Josh Groban - Believe Lyrics
Lyrics
Children sleeping
snow is softly falling.
Dreams are calling
like bells in the distance.
We were dreamers not so long ago.
But one by one we all had to grow up.
When it seems the magic slipped away,
we find it all again on Christmas day...
Believe in what your heart is saying,
hear the melody that's playing.
There's no time to waste,
there's so much to celebrate.
Believe in what you feel inside,
And give your dreams the wings to fly.
You have everything you need,
If you just believe.
Trains move quickly to their journey's end.
Destinations are where we begin again.
Ships go sailing far across the sea.
Trusting starlight, to get where they need to be.
When it seems that we have lost our way,
we find ourselves again on Christmas day...
Believe in what your heart is saying,
hear the melody that's playing.
There's no time to waste,
there's so much if you just believe.
When it seems that we have lost our way,
We find ourselves again on Christmas day.
Believe in what your heart is saying,
hear the melody that's playing.
There's no time to waste,
there's so much to celebrate.
Believe in what you feel inside,
And give your dreams the wings to fly.
You have everything you need,
If you just believe.
If you just believe.
If you just believe.
If you just believe.
Just believe.
Just believe.
Video
Believe
Meaning & Inspiration
"Believe in what your heart is saying."
That’s a nice sentiment for a holiday movie, Josh Groban. It’s warm, it’s comforting, and it sounds great while you’re wrapping gifts or sitting by a fire. But let’s be honest—if I took that advice to a job interview after my third rejection of the month, or sat with it in a room that just got a little quieter because someone I love isn't coming home for the holidays, it wouldn’t just fall flat. It would feel like a punch in the gut.

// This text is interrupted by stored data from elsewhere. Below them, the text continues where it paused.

PR #1061, opened 2018-01-23
igor: Adding Bounds Check

csymonds:
Adding in a bounds check to prevent a panic when user requests a node out of range.

### DIFF
--- a/src/igor/power.go
+++ b/src/igor/power.go
@@ -129,6 +129,11 @@ func runPower(cmd *Command, args []string) {
 		if len(nodes) == 0 {
 			log.Fatal("Couldn't parse node specification %v\n", subW)
 		}
+		// make sure the range is valid
+		if inRange, err := checkValidNodeRange(nodes); !inRange {
+			log.Fatal("Invalid node range: %v", err)
+		}
+
 		// This will be the list of nodes to actually power on/off (in a user-owned reservation)
 		var validatedNodes []string
 		for _, n := range nodes {
@@ -139,7 +144,7 @@ func runPower(cmd *Command, args []string) {
 				log.Fatal("choked on a node named %v", n)
 			}
 
-			resID := currentSched.Nodes[index]
+			resID := currentSched.Nodes[index-1]
 			for _, r := range Reservations {
 				if r.ID == resID && r.Owner == user.Username {
 					// Success! This node is in a reservation owned by the user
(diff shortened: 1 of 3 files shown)


src/igor/schedule.go
```diff
@@ -44,6 +44,9 @@ func areNodesFree(clusternodes []uint64, requestedindexes []int) bool {
 
 // Returns true if nodes[index] through nodes[index+count-1] are free (set to 0)
 func isFree(nodes []uint64, index, count int) bool {
```
jcrussell: While this solves the panic, does it make sense to put the check this deep in the code? Shouldn't `runSub` do the check?

src/igor/power.go
```diff
@@ -139,7 +144,7 @@ func runPower(cmd *Command, args []string) {
 				log.Fatal("choked on a node named %v", n)
 			}
 
-			resID := currentSched.Nodes[index]
+			resID := currentSched.Nodes[index-1]
```
jcrussell: This is the off-by-one error? `currentSched` is 0 based?

src/igor/schedule.go
```diff
@@ -11,6 +11,18 @@ import (
 	"time"
 )
 
+func checkValidNodeRange(nodes []string) (bool, error) {
```
jcrussell: This should return bool and if there's an error, return false.

src/igor/power.go
csymonds: Yep. There is likely a better way to do this, but that might take a more comprehensive approach. For now I'm just fixing the error.

src/igor/schedule.go
```diff
@@ -11,6 +11,14 @@ import (
 	"time"
 )
 
+func checkValidNodeRange(nodes []string) bool {
+	indexes, err := getNodeIndexes(nodes)
+	if err != nil {
+		log.Fatal("Unable to get node indexes: %v", err)
```
jcrussell: We should avoid calling `log.Fatal` and instead return false here.

Most of the time, we will want to call `log.Fatal` if the node check fails but we don't want to not use the function because it could cause the program to exit. It will also make it easier to write a couple of test cases ;) ;).

csymonds: Because we are no longer returning err and just returning a generic boolean, I think having something that will more easily distinguish why we failed here will be helpful.

PR #1062, opened 2018-01-24
igor: Adding reservation extension feature

mpopple:
- Can extend existing reservations by a specified amount of time (with the same format as igor sub)


src/igor/extend.go
```diff
@@ -0,0 +1,143 @@
...
+
+	cmdExtend.Flag.StringVar(&subR, "r", "", "")
+	cmdExtend.Flag.StringVar(&subT, "t", "60m", "")
+}
+
+func runExtend(cmd *Command, args []string) {
+	// duration is in minutes
+	duration := 0
+
+	v, err := strconv.Atoi(subT)
```
jcrussell: Pull this out into a function and call it from `runSub` and `runExtend` rather than copy it.

```
// parseDuration parses a duration, supporting a 'd' suffix in addition to those supported by time.ParseDuration.
// Returns the duration in minutes.
func parseDuration(s string) (int, error) {
...
}
```

src/igor/extend.go
```diff
@@ -0,0 +1,143 @@
...
+		if duration > igorConfig.TimeLimit {
+			log.Fatal("Only root can make a reservation longer than %v minutes", igorConfig.TimeLimit)
+		}
+	}
+
+	// Make sure there's already a reservation with this name
+	for _, r := range Reservations {
+		if r.ResName == subR {
+			if r.Owner != user.Username {
+				log.Fatal("Insufficient permissions for accessing reservation %v", subR)
```
jcrussell: This should probably say that you are not the owner of this reservation instead.

src/igor/extend.go
```diff
@@ -0,0 +1,143 @@
...
+			}
+
+			// Check to see if nodes are free to extend
+			hosts := r.Hosts
+			for _, s := range Reservations {
```
jcrussell: Maybe call it `r2` instead of `s` to make it easier to follow.

src/igor/extend.go
```diff
@@ -0,0 +1,143 @@
...
+			fmt.Printf("Nodes: %v\n", unsplit)
+
+			emitReservationLog("EXTENDED", r)
+
+			break
+		}
+	}
+
+	//TODO: Call new Sched
+	//Schedule = newSched
```
jcrussell: Probably needed.

src/igor/extend.go
```diff
@@ -0,0 +1,143 @@
...
+
+	timefmt := "Jan 2 15:04"
+	for _, r := range Reservations {
+		fmt.Printf("%v, %v\n", r.ResName, time.Unix(r.EndTime, 0).Format(timefmt))
```
jcrussell: Don't think we need to print all the reservations here.

src/igor/extend.go
```diff
@@ -0,0 +1,143 @@
...
+
+	user, err := getUser()
+	if err != nil {
+		log.Fatalln("cannot determine current user", err)
+	}
+
+	// Make sure the reservation doesn't exceed any limits
+	if user.Username != "root" && igorConfig.TimeLimit > 0 {
+		if duration > igorConfig.TimeLimit {
+			log.Fatal("Only root can make a reservation longer than %v minutes", igorConfig.TimeLimit)
```
jcrussell: Is this the right calculation? We stop them from extending it by more than `igorConfig.TimeLimit` but they could extend by 10 minutes 100x.

src/igor/extend.go
mpopple: Where should the resultant function go? In main.go?

src/igor/extend.go
mpopple: Thanks for catching that error. Should be "float64(duration) + r.Duration > float64(igorConfig.TimeLimit)" with r being the existing reservation. Also will change "make a reservation" to "extend a reservation" in the error message.

src/igor/extend.go
jcrussell: Either `time.go` or `misc.go`.

src/igor/extend.go
```diff
@@ -0,0 +1,124 @@
...
+	user, err := getUser()
+	if err != nil {
+		log.Fatalln("cannot determine current user", err)
+	}
+
+	// Make sure there's already a reservation with this name
+	exists := false
+
+	for _, r := range Reservations {
+		if r.ResName == subR { // The reservation name is unique
```
jcrussell: Change this to `!=` and continue so that the code below is less nested.

src/igor/extend.go
```diff
@@ -0,0 +1,124 @@
...
+		log.Fatalln("Missing required argument")
+	}
+
+	user, err := getUser()
+	if err != nil {
+		log.Fatalln("cannot determine current user", err)
+	}
+
+	// Make sure there's already a reservation with this name
+	exists := false
```
jcrussell: Don't need this variable... see below.

src/igor/extend.go
```diff
@@ -0,0 +1,124 @@
...
+
+			timefmt := "Jan 2 15:04"
+			rnge, _ := ranges.NewRange(igorConfig.Prefix, igorConfig.Start, igorConfig.End)
+			fmt.Printf("Reservation %v extended to %v\n", r.ResName, time.Unix(r.EndTime, 0).Format(timefmt))
+			unsplit, _ := rnge.UnsplitRange(r.Hosts)
+			fmt.Printf("Nodes: %v\n", unsplit)
+
+			emitReservationLog("EXTENDED", r)
+
+			exists = true
```
jcrussell: Call `putReservations` and `putSchedule` here and then return.

src/igor/extend.go
```diff
@@ -0,0 +1,124 @@
...
+
+			break
+		}
+	}
+
+	// If the reservation does not exist then we error out
+	if !exists {
```
jcrussell: Should always be fatal now.

src/igor/extend.go
```diff
@@ -0,0 +1,124 @@
...
+		log.Fatal("Reservation %v does not exist", subR)
+	}
+
+	// Update the reservation file
+	putReservations()
```
jcrussell: Moved.

src/igor/sub.go
```diff
@@ -13,8 +13,8 @@ import (
 	"os"
 	"path/filepath"
 	"ranges"
-	"strconv"
-	"strings"
+//	"strconv"
```
jcrussell: Delete.

src/igor/extend.go
```diff
@@ -0,0 +1,124 @@
...
+	if err != nil {
+		log.Fatal("unable to parse -t: %v", err)
+	} else if duration < MINUTES_PER_SLICE { //1 slice minimum reservation time
+		log.Fatal("Please specify an extension of at least %v minute(s) in length.", MINUTES_PER_SLICE)
+		//duration = MINUTES_PER_SLICE
+	}
+	log.Debug("duration: %v minutes", duration)
+
+	// Validate arguments
+	if subR == "" || subT == "" {
```
jcrussell: Only need to check `subR` here since `subT` has already been parsed.

jcrussell:
LGTM

jcrussell:
Make sure you run `gofmt` on your code.

src/igor/extend.go
```diff
@@ -0,0 +1,121 @@
...
+	// break init cycle
+	cmdExtend.Run = runExtend
+
+	cmdExtend.Flag.StringVar(&subR, "r", "", "")
+	cmdExtend.Flag.StringVar(&subT, "t", "60m", "")
+}
+
+func runExtend(cmd *Command, args []string) {
+	// duration is in minutes
+	duration := 0
```
jcrussell: Delete.

src/igor/extend.go
```diff
@@ -0,0 +1,121 @@
...
+
+		// Make sure the reservation doesn't exceed any limits
+		if user.Username != "root" && igorConfig.TimeLimit > 0 {
+			if float64(duration)+r.Duration > float64(igorConfig.TimeLimit) {
+				log.Fatal("Only root can extend a reservation longer than %v minutes", igorConfig.TimeLimit)
+			}
+		}
+
+		// Check to see if nodes are free to extend; if so, update the Schedule
+		for i := 0; i < duration; i++ {
```
jcrussell: This won't work if `MINUTES_PER_SLICE` isn't 1.

See https://github.com/sandia-minimega/minimega/blob/master/src/igor/schedule.go#L105

src/igor/extend.go
```diff
@@ -0,0 +1,128 @@
...
+		log.Fatalln("cannot determine current user", err)
+	}
+
+	for _, r := range Reservations {
+		if r.ResName != subR {
+			continue
+		}
+
+		// The reservation name is unique if it exists
+		if r.Owner != user.Username {
```
jcrussell: Add `|| user.Username == "root"`?

csymonds:
LGTM

PR #1071, opened 2018-02-20
travis: bump go versions

jcrussell:
Build with latest 1.8 and 1.9 versions. Add 1.10.


jcrussell:
Hah, travis' regex seems broken for Go versions.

My heart is a notoriously unreliable narrator. It lies to me when I’m afraid. It convinces me that I’m worthless when I’m lonely, and it tells me that my own will is enough to move mountains when I’m desperate. If I follow my heart, I usually end up lost.
We talk a lot about "believing" as if it’s a magical lever we pull to make reality snap into place. If you just believe, you have everything you need. That’s Cheap Grace wrapped in bows and tinsel. It suggests that if things aren't working out—if the house is silent, if the bank account is empty, if the grief feels heavy—it’s because I just didn’t believe hard enough. That’s a heavy burden to put on someone who’s already running on fumes.
The Bible has a different take on faith, and it’s usually less about "believing in yourself" and more about being dragged along by something that exists outside of your own whims. Mark 9:24 gives us that father crying out to Jesus, "I believe; help my unbelief!" He’s not talking about some airy-fairy, "follow your dreams" brand of conviction. He’s talking about a gut-wrenching, desperate hope aimed at someone else. That’s the kind of honesty I’m looking for. It acknowledges that faith isn’t just a feeling; it’s a desperate act of looking at a broken situation and refusing to let that be the final word.
Groban sings about finding yourself again on Christmas day, as if the calendar offers a reset button. But the world doesn't stop turning just because it’s December 25th. The train keeps moving to its end, just like he says, but sometimes that train feels like it’s headed off a cliff.
I want to believe, I really do. But I need more than a melody in my head. I need to know that there’s someone actually hearing the silence when the music stops. If the only thing I have is my own heart, I’m in trouble. If faith is just "believing in what I feel inside," then my faith is as fragile as the snow falling outside the window. I’m standing in the back of this room, waiting for someone to tell me that it’s okay if I don't feel the magic—that maybe, just maybe, the truth is found in the grit of the waiting rather than the hype of the celebration.